4. Can Amgen's Migraine Drug Pass The Muster?

  • Company: Novartis AG (ADR) NVS and Amgen, Inc. AMGN
  • Type of Application: BLA
  • Candidate: Aimovig (Erenumab)
  • Indication: Migraine
  • Date: May 17

The pipeline candidate, touted to be the first-and-only monoclonal antibody targeting the calcitonin gene-related peptide receptor, was accepted for review by the FDA in July 2017.

5. Dova's Drug to Treat Low Platelet Count

  • Company: Dova Pharmaceuticals Inc DOVA
  • Type of Application: NDA
  • Candidate: Avatrombopag
  • Indication: Thrombocytopenia in chronic liver disease patients
  • Date: May 21

The FDA had accepted the NDA for avatrombopag in November 2017, while also giving it priority review status. The submission was based on two Phase 3 trials ADAPT 1 and ADAPT 2, in which the drug candidate met all primary and secondary end points.

Thrombocytopenia is a condition where the platelet count drops to low levels, causing internal bleeding.

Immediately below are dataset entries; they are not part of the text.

Issue #1249, opened 2023-02-23
Handling broken descriptors


robert-billing:
I have run into a device which has a broken implementation of USB. In the device descriptor bNumConfigurations is returned by the device as 2, but only one configuration descriptor exists. This causes "Entity not found" to be reported, and the device is inaccessible.

This patch makes missing configuration descriptors report as the first descriptor, and bypasses the problem. I now have the device working.
[conf.txt](https://github.com/libusb/libusb/files/10814269/conf.txt)

mcuee:
Please create a Pull Request for this issue. Thanks.

tormodvolden:
What device is this?

mcuee:
@robert-billing 

Please help to answer the question from @tormodvolden. Thanks. It will be good to know the problematic device to see if the patch is acceptable or not.

mcuee:
Reference:
* #1250

mcuee:
I tend to think we can close this issue as the device is really broken.


@sonatique
What is your opinion?

PR #1250, opened 2023-02-23
Fix broken config

robert-billing:
Some devices have a broken descriptor. The device config specifies more configurations than exist. This patch supplies the missing config descriptors by copying config [0]. This prevents an "Entity not found" error.

### DIFF
--- a/libusb/os/windows_winusb.c
+++ b/libusb/os/windows_winusb.c
@@ -820,6 +820,17 @@ static void cache_config_descriptors(struct libusb_device *dev, HANDLE hub_handl
 		priv->config_descriptor[i] = cd_data;
 		cd_buf_actual = NULL;
 	}
+
+	/* Some USB devices have broken descriptors in which the
+	   number of descriptors does not match
+	   bNumConfigurations. This can result in "Entity not found"
+	   errors. If this happens simply replicate the first
+	   configuration. */
+	for ( i = 0; i < num_configurations; i++ )
+	  {
+	    if ( priv -> config_descriptor [ i ] == NULL )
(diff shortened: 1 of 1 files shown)


libusb/os/windows_winusb.c
```diff
@@ -820,6 +820,17 @@ static void cache_config_descriptors(struct libusb_device *dev, HANDLE hub_handl
...
+
+	/* Some USB devices have broken descriptors in which the
+	   number of descriptors does not match
+	   bNumConfigurations. This can result in "Entity not found"
+	   errors. If this happens simply replicate the first
+	   configuration. */
+	for ( i = 0; i < num_configurations; i++ )
+	  {
+	    if ( priv -> config_descriptor [ i ] == NULL )
+	      priv -> config_descriptor [ i ] = priv -> config_descriptor [ 0 ] ;
```
Youw, line 832: we probably want at least log an `dbg` entry that something is going on with the descriptor(s)

sonatique:
Hello @robert-billing , thanks. 2 questions:

1) Why is this fix Windows-specific when the problem seem to be caused by issues on the device side? Seems like a general fix / workaround would have some value. Do you think that there is a way to move this code to a more general place?

2) I think that this device related issue might be better handled by the client code, because in the way you propose, clients will have a dupplicated entry without being notified that this is not exactly what the device provided, hence preventing any feedback to user or high-level action. What are the reasons for silently workarounding this inside libusb?

Thanks in advance for your reply.

mcuee:
I will close this PR but keep #1249 open.

#1249 is a generic issue worth looking at if we know about this device. 

* #1249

6. Johnson & Johnson Unit Seeks FDA Nod For Partner Genmab's Cancer Drug

  • Company: Johnson & Johnson JNJ's Janssen unit & GENMAB A/S/S ADR GMXAY
  • Type of Application: sBLA
  • Candidate: Darzalex (Daratumumab)
  • Indication: Frontline multiple myeloma
  • Date: May 21

The FDA granted priority review status to the sBLA for darzalex in combination with bortezomib, melphalan and prednisone for treating patients with newly diagnosed multiple myeloma who are ineligible for autologous stem cell transplant.

7. Biomarin Knocks FDA Altar For Pegvaliase

  • Company: BioMarin Pharmaceutical Inc. BMRN
  • Type of Application: BLA
  • Candidate: Pegvaliase
  • Indication: Phenylketonuria
  • Date: May 25

The NDA was accepted with a priority review status in August 2017, while the agency also sought additional information on chemistry, manufacturing and controls. The information, being a major amendment to the BLA, led to a three-month extension to the PDUFA action date.

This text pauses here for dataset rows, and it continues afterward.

PR #1257, opened 2023-03-02
windows: fix handle usbd_status translate

HotIce0:
``` device descriptor
Device Descriptor:
bcdUSB:             0x0200
bDeviceClass:         0x00
bDeviceSubClass:      0x00
bDeviceProtocol:      0x00
bMaxPacketSize0:      0x40 (64)
idVendor:           0x058F (Alcor Micro, Inc.)
idProduct:          0x6387
bcdDevice:          0x0100
iManufacturer:        0x01
0x0409: "Generic"
iProduct:             0x02
0x0409: "Mass Storage"
iSerialNumber:        0x03
0x0409: "5B546574"
bNumConfigurations:   0x01
```
when i use libusb to proxy usb transfer of usb disk device. (libusb + spice + qemu)
it work fine in linux. but not in windows with usbdk backend.

i use wrieshark to capture usb packet in guest os ( win10).
1. in linux, data flow as below
```
1_bulk_out: cbw scsi opcode=0x23
2_bulk_in: data (transfered length=0. usbd_status_success)
3_bulk_in: data (transfered length=0, usbd_status_stall_pid)
> and then clear_stall, device work fine.
```

the usbd_status_stall_pid status is created by libusb/os/linux_usbfs.c: handle_bulk_completion:
```c
case -EPIPE:
usbi_dbg(TRANSFER_CTX(transfer), "detected endpoint stall");
if (tpriv->reap_status == LIBUSB_TRANSFER_COMPLETED)
	tpriv->reap_status = LIBUSB_TRANSFER_STALL;
goto cancel_remaining;
```
2. in windows, i got usbd_status_stall_pid(0xC0000004) in 3_bulk in. libusb translate it to LIBUSB_IO_ERROR.
i try to recover this device with libusb_reset_device. but device was no response after reset.


libusb/os/windows_common.h
```diff
@@ -131,8 +131,9 @@ typedef LONG USBD_STATUS;
 
 #define USBD_SUCCESS(Status)		((USBD_STATUS)(Status) >= 0)
 
+#define USBD_STATUS_STALL_PID		((USBD_STATUS)0xC0000004L)
 #define USBD_STATUS_ENDPOINT_HALTED	((USBD_STATUS)0xC0000030L)
-#define USBD_STATUS_TIMEOUT		((USBD_STATUS)0xC0006000L)
+#define USBD_STATUS_TIMEOUT			((USBD_STATUS)0xC0006000L)
```
mcuee, line 136: This change is not necessary.

libusb/os/windows_common.c
```diff
@@ -279,6 +279,7 @@ enum libusb_transfer_status usbd_status_to_libusb_transfer_status(USBD_STATUS st
 	case USBD_STATUS_CANCELED:
 		return LIBUSB_TRANSFER_CANCELLED;
 	case USBD_STATUS_ENDPOINT_HALTED:
+	case USBD_STATUS_STALL_PID:
```
mcuee, line 282: Just wondering what is the reason to add this one? Any potential side-effect?

mcuee:
Does the above PR really sort out your issue?

HotIce0:
> @HotIce0 Does the above PR really sort out your issue?
> 
> Have you asked the Spice/Qemu side too?

yes, the issue is solved.
i have not asked the spice/qemu side.

according to MSDN: https://learn.microsoft.com/en-us/previous-versions/windows/hardware/usb/ff539136(v=vs.85)?redirectedfrom=MSDN
```
USBD_STATUS_STALL_PID  0xC0000004 The device returned a stall packet identifier (defined for backward compatibility with the USB 1.0)
```

ref: Universal Serial Bus Specification 2.0 (usb_20.pdf)   5.8.5 Bulk Transfer Data  Sequences

If a halt condition is detected on a bulk pipe
due to transmission errors or **a STALL handshake being returned from the endpoint**, all pending IRPs are
retired. Removal of the halt condition is achieved **via software intervention through a separate control pipe.
This recovery will reset the data toggle bit to DATA0 for the endpoint on both the host and the device**.

problem: (stall token packet return )STALL handshake being returned from the endpoint
solution:  (clear halt to sync data toggle)via software intervention through a separate control pipe.
This recovery will reset the data toggle bit to DATA0 for the endpoint on both the host and the device

libusb/os/windows_common.h
HotIce0: thks, this change is already restored

HotIce0:
Look at it another way.
I was used USB Logic Analyzer to capture packet between device and hcd. The device is indeed a STALL that is returned in bulk IN transfer. The return of the device does not differ between the two platforms. I think the return value of libusb should not be different.

1. linux:
image
the usb flash disk device send STALL token back. the urb->status is EPIPE.
libusb translate EPIPE to LIBUSB_TRANSFER_STALL (libusb/libusb/os/linux_usbfs.c: handle_bulk_completion)

3. windows
image
the same device, STALL token back, the urb status is USBD_STATUS_STALL_PID.
but libusb translate USBD_STATUS_STALL_PID to  LIBUSB_TRANSFER_ERROR.

HotIce0:
@mcuee How can i resolved "appveyor build failed" , Is it an build environment problem?
```
Build succeeded.
    0 Warning(s)
    0 Error(s)
Time Elapsed 00:00:41.71
...
Uploading artifacts...
Error uploading artifact to the storage: Unable to connect to the remote server
```

mcuee:
@HotIce0 

No worried about the appveyor issue.

libusb/os/windows_common.c
HotIce0: https://github.com/libusb/libusb/pull/1257#issuecomment-1451687864

no side-effect i think, this changes follows the usb specification.

mcuee (approved):

HotIce0:
> @HotIce0
> 
> No worried about the appveyor issue.

:smile: OK, thks!

Youw (approved):
Great analysys.
LGTM

libusb/os/windows_common.h
tormodvolden: You can also amend the first commit and repush it with git push -f. But no worries, we can do this ourselves when we merge it.

The change would have made sense with 4-chars tab width. But we default to 8-chars tab width.

HotIce0: I see, I did not realize that libusb was currently using 8-chars tab width. VSCode defualt to show it with 4-chars. 

Can you tell me how to determine the tab width for a particular project. thks!

tormodvolden:
Looks good, and obviously a win to have the same result on both platforms. I am just wondering why this was not there before. Maybe as the Windows docs indicate, this will only be seen with USB 1.0 devices? Or only with the usbdk backend and not WinUSB?

So is USBD_STATUS_STALL_PID returned when the device returns a stall, while USBD_STATUS_ENDPOINT_HALTED is returned early by Windows if a new transfer is attempted without having cleared the halt condition in between?

HotIce0:
>

HotIce0:
> Looks good, and obviously a win to have the same result on both platforms. I am just wondering why this was not there before. Maybe as the Windows docs indicate, this will only be seen with USB 1.0 devices? Or only with the usbdk backend and not WinUSB?
> 
> So is USBD_STATUS_STALL_PID returned when the device returns a stall, while USBD_STATUS_ENDPOINT_HALTED is returned early by Windows if a new transfer is attempted without having cleared the halt condition in between?

HotIce0:
> So is USBD_STATUS_STALL_PID returned when the device returns a stall, while USBD_STATUS_ENDPOINT_HALTED is returned early by Windows if a new transfer is attempted without having cleared the halt condition in between?

I think your point is right, 

```
ref: msdn
USBD_STATUS_ENDPOINT_HALTED: A transfer was submitted to an endpoint that is stalled.
USBD_STATUS_STALL_PID: The device returned a stall packet identifier (defined for backward compatibility with the USB 1.0)
```

HotIce0:
> Looks good, and obviously a win to have the same result on both platforms. I am just wondering why this was not there before. Maybe as the Windows docs indicate, this will only be seen with USB 1.0 devices? Or only with the usbdk backend and not WinUSB?
> 
> So is USBD_STATUS_STALL_PID returned when the device returns a stall, while USBD_STATUS_ENDPOINT_HALTED is returned early by Windows if a new transfer is attempted without having cleared the halt condition in between?

Unfortunately my stm32 board cannot find now... 😞  maybe in the company, I will try to find it tomorrow.

but i did find something useful in MSDN. 
ref: https://learn.microsoft.com/en-us/windows-hardware/drivers/usbcon/how-to-recover-from-usb-pipe-errors
```
Transfer failures can result from a device error, such as USBD_STATUS_STALL_PID or USBD_STATUS_BABBLE_DETECTED. They can also result due to an error reported by the host controller, such as USBD_STATUS_XACT_ERROR.
```

HotIce0:
> So is USBD_STATUS_STALL_PID returned when the device returns a stall, while USBD_STATUS_ENDPOINT_HALTED is returned early by Windows if a new transfer is attempted without having cleared the halt condition in between?

It's very strange. I can't construct a case where USBD_STATUS_ENDPOINT_HALTED  is returned with this code.
```
1. bulk out: send CBW(scsi command opcode=0x23), URB_STATUS=USBD_STATUS_SUCCESS.
2. bulk in: recv DATA, URB_STATUS=USBD_STATUS_STALL_PID.
3. bulk in: recv CSW, URB_STATUS=USBD_STATUS_TIMEOUT. （expectation is USBD_STATUS_ENDPOINT_STALL）
```

```c
FileName: xusb.c (with set_option LIBUSB_OPTION_USE_USBDK)
...
// Mass Storage device to test bulk transfers (non destructive test)
static int test_mass_storage(libusb_device_handle *handle, uint8_t endpoint_in, uint8_t endpoint_out)
{
	int r, size;
	uint8_t lun;
	uint32_t expected_tag;
	double device_size;
	uint8_t cdb[16];	// SCSI Command Descriptor Block
	uint8_t buffer[READ_FORMAT_CAPACITIES_LENGTH];

	printf("Reading Max LUN:\n");
	r = libusb_control_transfer(handle, LIBUSB_ENDPOINT_IN|LIBUSB_REQUEST_TYPE_CLASS|LIBUSB_RECIPIENT_INTERFACE,
		BOMS_GET_MAX_LUN, 0, 0, &lun, 1, 1000);
	// Some devices send a STALL instead of the actual value.
	// In such cases we should set lun to 0.
	if (r == 0) {
		lun = 0;
	} else if (r < 0) {
		perr("   Failed: %s", libusb_strerror((enum libusb_error)r));
	}
	printf("   Max LUN = %d\n", lun);

	// Send READ_FORMAT_CAPACITIES 0x23
	printf("Sending ReadFormatCapacityes:\n");
	memset(buffer, 0, sizeof(buffer));
	memset(cdb, 0, sizeof(cdb));
	cdb[0] = 0x23;
	cdb[8] = 0xfc;

	// CBW
	send_mass_storage_command(handle, endpoint_out, lun, cdb, LIBUSB_ENDPOINT_IN, READ_FORMAT_CAPACITIES_LENGTH, &expected_tag);
	// DATA
	r = libusb_bulk_transfer(handle, endpoint_in, (unsigned char*)&buffer, READ_FORMAT_CAPACITIES_LENGTH, &size, 5000);
	if (r < 0) {
		printf("data in: bulk transfer failed, r=%d %s, expect=%d LIBUSB_ERROR_PIPE\n",
			r, libusb_strerror(r), LIBUSB_ERROR_PIPE);
	}
	printf("   received %d bytes\n", size);
	// CSW
	struct command_status_wrapper csw;
	r = libusb_bulk_transfer(handle, endpoint_in, (unsigned char*)&buffer, sizeof(struct command_status_wrapper), &size, 5000);
	if (r < 0) {
		printf("data in: bulk transfer failed, r=%d %s, expect=%d LIBUSB_ERROR_PIPE\n",
			r, libusb_strerror(r), LIBUSB_ERROR_PIPE);
	}

	return 0;
}
```

I executed "xusb.exe -k 058f:6387" and output as follows.
```
C:\Users\Administrator\SynologyDrive\projects\debug\endpoint_halt_confirm>xusb.exe -k 058f:6387
Using libusb v1.0.26.11724

Opening device 058F:6387...

Reading device descriptor:
            length: 18
      device class: 0
               S/N: 3
           VID:PID: 058F:6387
         bcdDevice: 0100
   iMan:iProd:iSer: 1:2:3
          nb confs: 1
....
Sending ReadFormatCapacityes:
   sent 10 CDB bytes
libusb: info [usbd_status_to_libusb_transfer_status] zengguang: USBD_STATUS 0xc0000004 translated to LIBUSB_TRANSFER_STALL
data in: bulk transfer failed, r=-9 Pipe error, expect=-9 LIBUSB_ERROR_PIPE
   received 0 bytes
data in: bulk transfer failed, r=-7 Operation timed out, expect=-9 LIBUSB_ERROR_PIPE

Releasing interface 0...
Closing device...
```

tormodvolden:
> It's very strange. I can't construct a case where USBD_STATUS_ENDPOINT_HALTED is returned with this code.

Thanks for investigating this. Maybe it is dependent on the driver, or the documentation is not so precise. Anyway, I think your code is correct in any case.

tormodvolden:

Phenylketonuria is a disorder involving deficiency of phenylalanine hydroxylase, an enzyme needed for metabolism of an essential amino acid present in most protein-containing food. An accumulation of this amino acid in the blood is toxic to the brain.

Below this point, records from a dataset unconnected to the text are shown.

PR #1266, opened 2023-04-04
Adjust IOUSBLib interface versions used based on the running macOS (or Mac OS X) version

hjelmn:
This is an RFC (needs some cleanup) on a potential way to handle using newer IOUSBLib interfaces even if the minimum macOS version of the binary is older. This is done by dynamically choosing the appropriate interface based on the environment at compile time and run time.

### DIFF
--- a/libusb/os/darwin_usb.c
+++ b/libusb/os/darwin_usb.c
@@ -167,6 +167,73 @@ static int get_interface_interface_version(void) {
   return get_interface_interface()->version;
 }
 
+static const struct darwin_iokit_interface *get_device_interface(void) {
+  struct darwin_iokit_interface interfaces[] = {
+#if defined(kIOUSBDeviceInterfaceID650)
+    {
+      .min_os_version = 100900,
+      .version = 650,
+      .interface_id = kIOUSBDeviceInterfaceID650,
+    },
+#endif
+#if defined(kIOUSBDeviceInterfaceID500)
+    {
+      .min_os_version = 100703,
+      .version = 500,
+      .interface_id = kIOUSBDeviceInterfaceID500,
+    },
+#endif
+#if defined(kIOUSBDeviceInterfaceID320)
+    {
+      .min_os_version = 100504,
+      .version = 320,
+      .interface_id = kIOUSBDeviceInterfaceID320,
+    },
+#endif
+#if defined(kIOUSBDeviceInterfaceID300)
+    {
+      .min_os_version = 100500,
+      .version = 300,
+      .interface_id = kIOUSBDeviceInterfaceID300,
+    },
+#endif
+#if defined(kIOUSBDeviceInterfaceID245)
+    {
+      .min_os_version = 100407,
+      .version = 245,
+      .interface_id = kIOUSBDeviceInterfaceID245,
+    },
+#endif
+    {
+      .min_os_version = 100000,
+      .version = 197,
+      .interface_id = kIOUSBDeviceInterfaceID197,
+    },
+    {
+      .version = 0,
+    },
+  };
+  static struct darwin_iokit_interface cached_interface = {.version = 0};
+  if (0 == cached_interface.version) {
+    uint32_t os_version = get_running_version();
+    for (int i = 0 ; interfaces[i].version > 0 ; ++i) {
+      if (os_version >= interfaces[i].min_os_version && cached_interface.min_os_version < interfaces[i].min_os_version) {
+        cached_interface = interfaces[i];
+      }
+    }
+  }
+
+  return &cached_interface;
+}
+
+static CFUUIDRef get_device_interface_id(void) {
+  return get_device_interface()->interface_id;
+}
+
+static int get_device_interface_version(void) {
+  return get_device_interface()->version;
+}
+
 struct darwin_pipe_properties {
   uint8_t number;
   uint8_t direction;
@@ -343,7 +410,7 @@ static void darwin_deref_cached_device(struct darwin_cached_device *cached_dev) 
     list_del(&cached_dev->list);
 
     if (cached_dev->device) {
-      (*(cached_dev->device))->Release(cached_dev->device);
+      (*cached_dev->device)->Release(cached_dev->device);
       cached_dev->device = NULL;
     }
     IOObjectRelease (cached_dev->service);
@@ -463,12 +530,12 @@ static bool get_ioregistry_value_data (io_service_t service, CFStringRef propert
   return success;
 }
 
-static usb_device_t **darwin_device_from_service (struct libusb_context *ctx, io_service_t service)
+static int darwin_device_from_service (struct libusb_context *ctx, io_service_t service, usb_device_t* device)
 {
   io_cf_plugin_ref_t *plugInInterface = NULL;
-  usb_device_t **device;
   IOReturn kresult;
   SInt32 score;
+  
   const int max_retries = 5;
 
   /* The IOCreatePlugInInterfaceForService function might consistently return
@@ -490,15 +557,15 @@ static usb_device_t **darwin_device_from_service (struct libusb_context *ctx, io
 
   if (kIOReturnSuccess != kresult || !plugInInterface) {
     usbi_dbg (ctx, "could not set up plugin for service: %s", darwin_error_str (kresult));
-    return NULL;
+    return darwin_to_libusb(kresult);
   }
 
-  (void)(*plugInInterface)->QueryInterface(plugInInterface, CFUUIDGetUUIDBytes(DeviceInterfaceID),
-                                           (LPVOID)&device);
+  (void)(*plugInInterface)->QueryInterface(plugInInterface, CFUUIDGetUUIDBytes(get_device_interface_id()),
+                                           (LPVOID)device);
   /* Use release instead of IODestroyPlugInInterface to avoid stopping IOServices associated with this device */
   (*plugInInterface)->Release (plugInInterface);
 
-  return device;
+  return LIBUSB_SUCCESS;
 }
 
 static void darwin_devices_attached (void *ptr, io_iterator_t add_devices) {
@@ -568,7 +635,7 @@ static void darwin_devices_detached (void *ptr, io_iterator_t rem_devices) {
 
           /* the device object is no longer usable so go ahead and release it */
           if (old_device->device) {
-            (*(old_device->device))->Release(old_device->device);
+            (*old_device->device)->Release(old_device->device);
             old_device->device = NULL;
           }
 
@@ -848,12 +915,12 @@ static int get_configuration_index (struct libusb_device *dev, UInt8 config_valu
   IOReturn kresult;
 
   /* is there a simpler way to determine the index? */
-  kresult = (*(priv->device))->GetNumberOfConfigurations (priv->device, &numConfig);
+  kresult = (*priv->device)->GetNumberOfConfigurations (priv->device, &numConfig);
   if (kresult != kIOReturnSuccess)
     return darwin_to_libusb (kresult);
 
   for (i = 0 ; i < numConfig ; i++) {
-    (*(priv->device))->GetConfigurationDescriptorPtr (priv->device, i, &desc);
+    (*priv->device)->GetConfigurationDescriptorPtr (priv->device, i, &desc);
 
     if (desc->bConfigurationValue == config_value)
       return i;
@@ -905,7 +972,7 @@ static int darwin_get_config_descriptor(struct libusb_device *dev, uint8_t confi
 
 /* check whether the os has configured the device */
 static enum libusb_error darwin_check_configuration (struct libusb_context *ctx, struct darwin_cached_device *dev) {
-  usb_device_t **darwin_device = dev->device;
+  usb_device_t darwin_device = dev->device;
 
   IOUSBConfigurationDescriptorPtr configDesc;
   IOUSBFindInterfaceRequest request;
@@ -941,7 +1008,7 @@ static enum libusb_error darwin_check_configuration (struct libusb_context *ctx,
   request.bInterfaceProtocol = kIOUSBFindInterfaceDontCare;
   request.bAlternateSetting  = kIOUSBFindInterfaceDontCare;
 
-  kresult = (*(darwin_device))->CreateInterfaceIterator(darwin_device, &request, &interface_iterator);
+  kresult = (*darwin_device)->CreateInterfaceIterator(darwin_device, &request, &interface_iterator);
   if (kresult != kIOReturnSuccess)
     return darwin_to_libusb (kresult);
 
@@ -970,7 +1037,7 @@ static enum libusb_error darwin_check_configuration (struct libusb_context *ctx,
   return LIBUSB_SUCCESS;
 }
 
-static IOReturn darwin_request_descriptor (usb_device_t **device, UInt8 desc, UInt8 desc_index, void *buffer, size_t buffer_size) {
+static IOReturn darwin_request_descriptor (usb_device_t device, UInt8 desc, UInt8 desc_index, void *buffer, size_t buffer_size) {
   IOUSBDevRequestTO req;
 
   assert(buffer_size <= UINT16_MAX);
@@ -991,7 +1058,7 @@ static IOReturn darwin_request_descriptor (usb_device_t **device, UInt8 desc, UI
 }
 
 static enum libusb_error darwin_cache_device_descriptor (struct libusb_context *ctx, struct darwin_cached_device *dev) {
-  usb_device_t **device = dev->device;
+  usb_device_t device = dev->device;
   int retries = 1;
   long delay = 30000; // microseconds
   int unsuspended = 0, try_unsuspend = 1, try_reconfigure = 1;
@@ -1042,15 +1109,17 @@ static enum libusb_error darwin_cache_device_descriptor (struct libusb_context *
 
     if (kIOReturnSuccess != ret && is_open && try_unsuspend) {
       /* device may be suspended. unsuspend it and try again */
-#if DeviceVersion >= 320
-      UInt32 info = 0;
+#if MAX_DEVICE_VERSION >= 320
+      if (get_device_interface_version() >= 320) {
+        UInt32 info = 0;
 
-      /* IOUSBFamily 320+ provides a way to detect device suspension but earlier versions do not */
-      (void)(*device)->GetUSBDeviceInformation (device, &info);
+        /* IOUSBFamily 320+ provides a way to detect device suspension but earlier versions do not */
+        (void)(*IODEVICE_V(device, 320))->GetUSBDeviceInformation (device, &info);
 
-      /* note that the device was suspended */
-      if (info & (1U << kUSBInformationDeviceIsSuspendedBit) || 0 == info)
-        try_unsuspend = 1;
+        /* note that the device was suspended */
+        if (info & (1U << kUSBInformationDeviceIsSuspendedBit) || 0 == info)
+          try_unsuspend = 1;
+      }
 #endif
 
       if (try_unsuspend) {
@@ -1163,7 +1232,7 @@ static enum libusb_error darwin_get_cached_device(struct libusb_context *ctx, io
   UInt64 sessionID = 0, parent_sessionID = 0;
   UInt32 locationID = 0;
   enum libusb_error ret = LIBUSB_SUCCESS;
-  usb_device_t **device;
+  usb_device_t device;
   UInt8 port = 0;
 
   /* assuming sessionID != 0 normally (never seen it be 0) */
@@ -1206,9 +1275,8 @@ static enum libusb_error darwin_get_cached_device(struct libusb_context *ctx, io
 
     usbi_dbg(ctx, "caching new device with sessionID 0x%" PRIx64, sessionID);
 
-    device = darwin_device_from_service (ctx, service);
-    if (!device) {
-      ret = LIBUSB_ERROR_NO_DEVICE;
+    ret = darwin_device_from_service (ctx, service, &device);
+    if (LIBUSB_SUCCESS != ret) {
       break;
     }
 
@@ -1323,7 +1391,7 @@ static enum libusb_error process_new_device (struct libusb_context *ctx, struct 
       dev->parent_dev = usbi_get_device_by_session_id (ctx, (unsigned long) cached_device->parent_session);
     }
 
-    (*(priv->dev->device))->GetDeviceSpeed (priv->dev->device, &devSpeed);
+    (*priv->dev->device)->GetDeviceSpeed (priv->dev->device, &devSpeed);
 
     switch (devSpeed) {
     case kUSBDeviceSpeedLow: dev->speed = LIBUSB_SPEED_LOW; break;
@@ -1388,11 +1456,12 @@ static enum libusb_error darwin_scan_devices(struct libusb_context *ctx) {
 static int darwin_open (struct libusb_device_handle *dev_handle) {
   struct darwin_device_handle_priv *priv = usbi_get_device_handle_priv(dev_handle);
   struct darwin_cached_device *dpriv = DARWIN_CACHED_DEVICE(dev_handle->dev);
+  usb_device_t darwin_device = dpriv->device;
   IOReturn kresult;
 
   if (0 == dpriv->open_count) {
     /* try to open the device */
-    kresult = (*(dpriv->device))->USBDeviceOpenSeize (dpriv->device);
+    kresult = (*darwin_device)->USBDeviceOpenSeize (darwin_device);
     if (kresult != kIOReturnSuccess) {
       usbi_warn (HANDLE_CTX (dev_handle), "USBDeviceOpen: %s", darwin_error_str(kresult));
 
@@ -1407,12 +1476,13 @@ static int darwin_open (struct libusb_device_handle *dev_handle) {
     }
 
     /* create async event source */
-    kresult = (*(dpriv->device))->CreateDeviceAsyncEventSource (dpriv->device, &priv->cfSource);
+    kresult = (*darwin_device)->CreateDeviceAsyncEventSource (darwin_device,
+                                                                                &priv->cfSource);
     if (kresult != kIOReturnSuccess) {
       usbi_err (HANDLE_CTX (dev_handle), "CreateDeviceAsyncEventSource: %s", darwin_error_str(kresult));
 
       if (priv->is_open) {
-        (*(dpriv->device))->USBDeviceClose (dpriv->device);
+        (*darwin_device)->USBDeviceClose (darwin_device);
       }
 
       priv->is_open = false;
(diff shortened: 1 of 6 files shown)


mcuee:
@seanm 

Just wondering if you can review this when you have some time. Thanks.

hjelmn:
@seanm Have you had a chance to test this. If not I will try to set up an environment to test. I think I still have an Intel Mac in a box somewhere..... Best chance I have at compiling across a large range of macOS versions.

libusb/version_nano.h
```diff
@@ -1 +1 @@
-#define LIBUSB_NANO 11792
```
tormodvolden: The nano jumps by +2 here.

libusb/os/darwin_usb.c
```diff
@@ -481,15 +549,15 @@ static usb_device_t **darwin_device_from_service (struct libusb_context *ctx, io
 
   if (kIOReturnSuccess != kresult || !plugInInterface) {
     usbi_dbg (ctx, "could not set up plugin for service: %s", darwin_error_str (kresult));
-    return NULL;
+    return darwin_to_libusb(kresult);
   }
```
tormodvolden, line 553: This looks like an independent fix so should also be mentioned in the commit message.

tormodvolden:
Nice stuff. Looks like /the/ solution to this problem.

libusb/os/darwin_usb.c
```diff
@@ -91,6 +91,179 @@ static enum libusb_error process_new_device (struct libusb_context *ctx, struct
...
+  uint16_t max_packet_size;
+  uint8_t interval;
+};
+typedef struct darwin_pipe_properties darwin_pipe_properties_t;
+
+static IOReturn darwin_get_pipe_properties(struct darwin_interface *cInterface, uint8_t pipe, darwin_pipe_properties_t *out) {
+  IOReturn kresult;
+
+#if (MAX_INTERFACE_VERSION >= 550)
+  if (get_interface_interface_version() >= 550) {
```
Youw, line 249: nit: this `if` (and a cast below) is only required if `MIN_INTERFACE_VERSION < 550`
but I'm pretty sure it would make the code unreadable if one would try to take that into account

libusb/os/darwin_usb.h
```diff
@@ -29,125 +29,132 @@
...
+#endif
+#if defined (kIOUSBDeviceInterfaceID245)
+  /* New in OS 10.4.7. */
+  IOUSBDeviceInterface245 **device245;
+#endif
+  /* New in OS 10.2.3 but can't test deployment target to that granularity, so round up. Oldest
+   * version supported. */
+  IOUSBDeviceInterface197 **device197;
+};
+typedef union darwin_device usb_device_t;
```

8. Recro Gears For Gain For its Pain Medication

  • Company: Recro Pharma Inc REPH
  • Type of Application: NDA
  • Candidate: intravenous meloxicam
  • Indication: Acute pain following bunionectomy surgery
  • Date: May 26

9. Amgen Seeks Approval for Expanded Use of Osteoporosis Drug

  • Company: Amgen
  • Type of Application: sBLA
  • Candidate: Prolia (denosumab)
  • Indication: Glucocorticoid-induced osteoporosis
  • Date: May 28

Glucocorticoid-induced osteoporosis is the most common form of secondary osteoporosis arising from the intake of Glucocorticoid medications used to treat inflammation. Prolia has already been approved for treating postmenopausal women with osteoporosis at high risk for fracture.

10. TherapeuticsMD Sets Out to Allay Safety Concerns for Yuvvexy

  • Company: TherapeuticsMD Inc TXMD
  • Type of Application:
  • Candidate: Yuvvexy, code-named TX-004HR
  • Indication: moderate-to-severe vaginal pain
  • Date: May 29

The FDA issued a CRL for the company's original NDA filing in May 2017, seeking additional endometrial safety information. Following a resubmission, the FDA accepted it as a complete class 2 response in December 2017.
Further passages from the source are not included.